Task description: When you reach the line with "- **Translations beyond" in the listing below, transcribe it and each line after it up to and including the line with "now agree |", exactly and with nothing else.

Extracted information:
::::

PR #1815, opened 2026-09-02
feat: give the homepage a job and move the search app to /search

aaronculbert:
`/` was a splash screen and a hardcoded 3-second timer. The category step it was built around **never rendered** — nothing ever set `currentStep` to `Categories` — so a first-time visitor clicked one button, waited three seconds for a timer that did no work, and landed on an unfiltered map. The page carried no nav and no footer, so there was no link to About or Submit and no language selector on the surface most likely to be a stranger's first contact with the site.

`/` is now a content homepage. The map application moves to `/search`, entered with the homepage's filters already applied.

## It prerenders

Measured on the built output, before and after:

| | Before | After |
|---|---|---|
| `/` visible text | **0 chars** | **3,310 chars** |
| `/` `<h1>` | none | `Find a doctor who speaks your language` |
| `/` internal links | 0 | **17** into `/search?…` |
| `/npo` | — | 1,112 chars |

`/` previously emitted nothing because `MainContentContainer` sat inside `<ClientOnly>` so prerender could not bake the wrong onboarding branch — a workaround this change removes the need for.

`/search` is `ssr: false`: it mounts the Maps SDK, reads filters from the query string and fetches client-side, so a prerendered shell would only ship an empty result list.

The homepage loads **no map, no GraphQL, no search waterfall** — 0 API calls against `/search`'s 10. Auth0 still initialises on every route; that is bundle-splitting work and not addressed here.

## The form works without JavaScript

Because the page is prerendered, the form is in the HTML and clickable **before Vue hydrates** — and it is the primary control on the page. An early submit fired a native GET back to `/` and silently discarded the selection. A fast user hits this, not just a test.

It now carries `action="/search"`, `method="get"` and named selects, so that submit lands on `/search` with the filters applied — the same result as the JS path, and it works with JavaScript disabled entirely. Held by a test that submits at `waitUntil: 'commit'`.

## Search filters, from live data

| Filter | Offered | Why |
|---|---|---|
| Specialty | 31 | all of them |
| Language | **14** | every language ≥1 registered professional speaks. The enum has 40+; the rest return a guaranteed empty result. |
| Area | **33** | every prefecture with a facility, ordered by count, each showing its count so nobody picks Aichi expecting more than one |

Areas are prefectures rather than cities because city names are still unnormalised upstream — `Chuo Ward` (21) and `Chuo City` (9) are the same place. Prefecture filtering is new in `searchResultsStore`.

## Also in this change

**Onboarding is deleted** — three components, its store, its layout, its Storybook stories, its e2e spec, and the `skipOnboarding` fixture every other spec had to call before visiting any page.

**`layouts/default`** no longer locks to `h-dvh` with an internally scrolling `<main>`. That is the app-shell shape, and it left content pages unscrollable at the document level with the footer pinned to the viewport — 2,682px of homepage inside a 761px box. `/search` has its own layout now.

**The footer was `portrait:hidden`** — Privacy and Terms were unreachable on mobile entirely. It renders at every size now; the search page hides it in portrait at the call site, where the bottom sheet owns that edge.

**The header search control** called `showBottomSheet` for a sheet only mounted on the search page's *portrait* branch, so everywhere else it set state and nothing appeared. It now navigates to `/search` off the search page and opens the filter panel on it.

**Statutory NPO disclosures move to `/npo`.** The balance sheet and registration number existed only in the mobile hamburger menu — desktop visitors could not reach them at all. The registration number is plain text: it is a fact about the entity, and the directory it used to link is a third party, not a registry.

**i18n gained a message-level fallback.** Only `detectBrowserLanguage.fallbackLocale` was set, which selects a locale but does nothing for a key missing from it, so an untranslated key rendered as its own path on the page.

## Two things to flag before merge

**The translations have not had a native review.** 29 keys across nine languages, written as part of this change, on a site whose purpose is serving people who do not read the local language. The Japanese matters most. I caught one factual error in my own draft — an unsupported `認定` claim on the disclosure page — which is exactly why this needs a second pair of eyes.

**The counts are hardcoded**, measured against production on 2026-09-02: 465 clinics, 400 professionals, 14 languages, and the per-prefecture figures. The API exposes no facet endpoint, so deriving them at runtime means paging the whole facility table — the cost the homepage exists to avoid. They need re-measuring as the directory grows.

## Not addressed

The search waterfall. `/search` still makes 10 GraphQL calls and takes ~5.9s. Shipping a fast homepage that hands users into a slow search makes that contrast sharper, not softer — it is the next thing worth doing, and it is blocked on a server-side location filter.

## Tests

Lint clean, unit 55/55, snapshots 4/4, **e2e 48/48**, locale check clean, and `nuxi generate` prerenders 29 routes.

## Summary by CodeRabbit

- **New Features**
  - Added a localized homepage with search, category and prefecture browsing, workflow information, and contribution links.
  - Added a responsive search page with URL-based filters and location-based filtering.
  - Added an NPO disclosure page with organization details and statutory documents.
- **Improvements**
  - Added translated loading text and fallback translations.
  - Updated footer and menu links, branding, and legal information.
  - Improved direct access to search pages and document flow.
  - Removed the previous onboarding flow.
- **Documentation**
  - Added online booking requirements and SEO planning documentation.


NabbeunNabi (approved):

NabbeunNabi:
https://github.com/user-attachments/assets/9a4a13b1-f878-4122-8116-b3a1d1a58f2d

::::

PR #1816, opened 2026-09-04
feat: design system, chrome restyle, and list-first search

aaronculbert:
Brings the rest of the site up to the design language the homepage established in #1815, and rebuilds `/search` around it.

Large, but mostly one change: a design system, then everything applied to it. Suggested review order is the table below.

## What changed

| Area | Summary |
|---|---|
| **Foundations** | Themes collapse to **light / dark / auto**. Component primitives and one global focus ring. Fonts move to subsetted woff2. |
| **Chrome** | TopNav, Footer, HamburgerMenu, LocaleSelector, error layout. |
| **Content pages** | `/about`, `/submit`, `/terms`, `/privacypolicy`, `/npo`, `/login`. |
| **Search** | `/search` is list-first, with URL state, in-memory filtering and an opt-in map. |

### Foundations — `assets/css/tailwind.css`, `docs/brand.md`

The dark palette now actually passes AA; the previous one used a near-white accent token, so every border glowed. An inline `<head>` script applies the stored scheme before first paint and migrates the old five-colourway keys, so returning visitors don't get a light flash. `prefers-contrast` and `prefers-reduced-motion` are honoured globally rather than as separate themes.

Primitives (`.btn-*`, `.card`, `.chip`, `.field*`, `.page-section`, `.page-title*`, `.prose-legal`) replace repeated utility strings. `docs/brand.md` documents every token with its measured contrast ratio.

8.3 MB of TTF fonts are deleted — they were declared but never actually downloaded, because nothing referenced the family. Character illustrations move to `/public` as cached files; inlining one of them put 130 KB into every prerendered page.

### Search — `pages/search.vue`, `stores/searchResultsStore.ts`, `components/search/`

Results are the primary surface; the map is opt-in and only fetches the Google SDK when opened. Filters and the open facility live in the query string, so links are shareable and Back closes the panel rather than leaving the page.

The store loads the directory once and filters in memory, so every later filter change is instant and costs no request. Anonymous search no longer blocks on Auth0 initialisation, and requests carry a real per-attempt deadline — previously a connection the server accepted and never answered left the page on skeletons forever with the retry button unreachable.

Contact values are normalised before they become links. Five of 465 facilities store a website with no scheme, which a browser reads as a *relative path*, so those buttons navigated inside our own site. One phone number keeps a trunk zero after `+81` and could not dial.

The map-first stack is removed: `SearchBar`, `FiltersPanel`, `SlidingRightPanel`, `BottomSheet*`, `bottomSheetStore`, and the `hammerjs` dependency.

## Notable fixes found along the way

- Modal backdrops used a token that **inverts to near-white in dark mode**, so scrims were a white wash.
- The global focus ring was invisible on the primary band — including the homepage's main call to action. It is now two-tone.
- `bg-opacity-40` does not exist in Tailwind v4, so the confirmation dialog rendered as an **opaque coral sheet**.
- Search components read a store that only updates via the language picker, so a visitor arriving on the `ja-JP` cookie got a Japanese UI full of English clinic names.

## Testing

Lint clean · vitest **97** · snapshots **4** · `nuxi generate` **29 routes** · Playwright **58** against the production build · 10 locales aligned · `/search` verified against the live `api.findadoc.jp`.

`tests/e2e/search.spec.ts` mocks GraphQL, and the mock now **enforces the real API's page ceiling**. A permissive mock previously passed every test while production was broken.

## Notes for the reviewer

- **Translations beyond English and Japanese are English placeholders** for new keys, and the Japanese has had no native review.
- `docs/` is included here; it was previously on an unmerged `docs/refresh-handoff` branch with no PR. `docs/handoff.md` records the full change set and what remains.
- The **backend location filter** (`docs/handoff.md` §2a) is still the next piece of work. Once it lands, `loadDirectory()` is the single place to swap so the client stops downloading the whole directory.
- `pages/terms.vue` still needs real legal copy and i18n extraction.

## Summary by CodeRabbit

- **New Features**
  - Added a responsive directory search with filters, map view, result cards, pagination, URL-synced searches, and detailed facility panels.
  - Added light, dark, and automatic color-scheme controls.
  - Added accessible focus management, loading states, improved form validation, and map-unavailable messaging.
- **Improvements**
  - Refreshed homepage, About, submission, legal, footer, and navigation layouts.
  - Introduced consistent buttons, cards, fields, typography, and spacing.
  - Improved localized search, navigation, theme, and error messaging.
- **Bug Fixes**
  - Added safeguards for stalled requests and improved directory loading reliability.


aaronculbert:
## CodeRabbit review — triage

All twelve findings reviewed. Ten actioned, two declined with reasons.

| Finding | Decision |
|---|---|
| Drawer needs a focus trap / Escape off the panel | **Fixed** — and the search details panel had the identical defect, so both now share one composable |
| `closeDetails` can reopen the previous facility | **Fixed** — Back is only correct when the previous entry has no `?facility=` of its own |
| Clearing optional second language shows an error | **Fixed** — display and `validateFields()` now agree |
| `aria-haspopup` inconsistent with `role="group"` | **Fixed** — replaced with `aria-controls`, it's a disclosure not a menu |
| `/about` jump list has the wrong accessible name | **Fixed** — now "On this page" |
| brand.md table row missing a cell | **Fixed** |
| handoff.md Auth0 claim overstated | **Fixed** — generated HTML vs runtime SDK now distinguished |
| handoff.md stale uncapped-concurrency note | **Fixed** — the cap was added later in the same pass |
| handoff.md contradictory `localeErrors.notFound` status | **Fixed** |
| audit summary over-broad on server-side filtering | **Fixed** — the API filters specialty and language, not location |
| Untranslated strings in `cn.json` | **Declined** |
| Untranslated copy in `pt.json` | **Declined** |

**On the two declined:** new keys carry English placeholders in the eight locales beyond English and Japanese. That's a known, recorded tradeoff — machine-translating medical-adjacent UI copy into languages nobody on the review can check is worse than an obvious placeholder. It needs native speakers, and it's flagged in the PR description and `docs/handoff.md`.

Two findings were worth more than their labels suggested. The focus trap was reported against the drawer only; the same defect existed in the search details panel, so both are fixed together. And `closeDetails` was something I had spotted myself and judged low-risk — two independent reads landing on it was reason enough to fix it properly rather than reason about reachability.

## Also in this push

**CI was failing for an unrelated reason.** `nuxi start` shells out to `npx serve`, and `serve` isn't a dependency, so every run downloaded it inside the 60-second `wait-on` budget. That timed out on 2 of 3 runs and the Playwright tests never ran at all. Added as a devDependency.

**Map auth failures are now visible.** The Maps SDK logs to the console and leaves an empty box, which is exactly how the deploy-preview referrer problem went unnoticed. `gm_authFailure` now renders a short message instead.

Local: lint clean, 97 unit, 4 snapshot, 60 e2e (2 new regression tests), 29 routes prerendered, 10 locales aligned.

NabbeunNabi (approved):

::::

Response to this exercise:
- **Translations beyond English and Japanese are English placeholders** for new keys, and the Japanese has had no native review.
- `docs/` is included here; it was previously on an unmerged `docs/refresh-handoff` branch with no PR. `docs/handoff.md` records the full change set and what remains.
- The **backend location filter** (`docs/handoff.md` §2a) is still the next piece of work. Once it lands, `loadDirectory()` is the single place to swap so the client stops downloading the whole directory.
- `pages/terms.vue` still needs real legal copy and i18n extraction.

## Summary by CodeRabbit

- **New Features**
  - Added a responsive directory search with filters, map view, result cards, pagination, URL-synced searches, and detailed facility panels.
  - Added light, dark, and automatic color-scheme controls.
  - Added accessible focus management, loading states, improved form validation, and map-unavailable messaging.
- **Improvements**
  - Refreshed homepage, About, submission, legal, footer, and navigation layouts.
  - Introduced consistent buttons, cards, fields, typography, and spacing.
  - Improved localized search, navigation, theme, and error messaging.
- **Bug Fixes**
  - Added safeguards for stalled requests and improved directory loading reliability.


aaronculbert:
## CodeRabbit review — triage

All twelve findings reviewed. Ten actioned, two declined with reasons.

| Finding | Decision |
|---|---|
| Drawer needs a focus trap / Escape off the panel | **Fixed** — and the search details panel had the identical defect, so both now share one composable |
| `closeDetails` can reopen the previous facility | **Fixed** — Back is only correct when the previous entry has no `?facility=` of its own |
| Clearing optional second language shows an error | **Fixed** — display and `validateFields()` now agree |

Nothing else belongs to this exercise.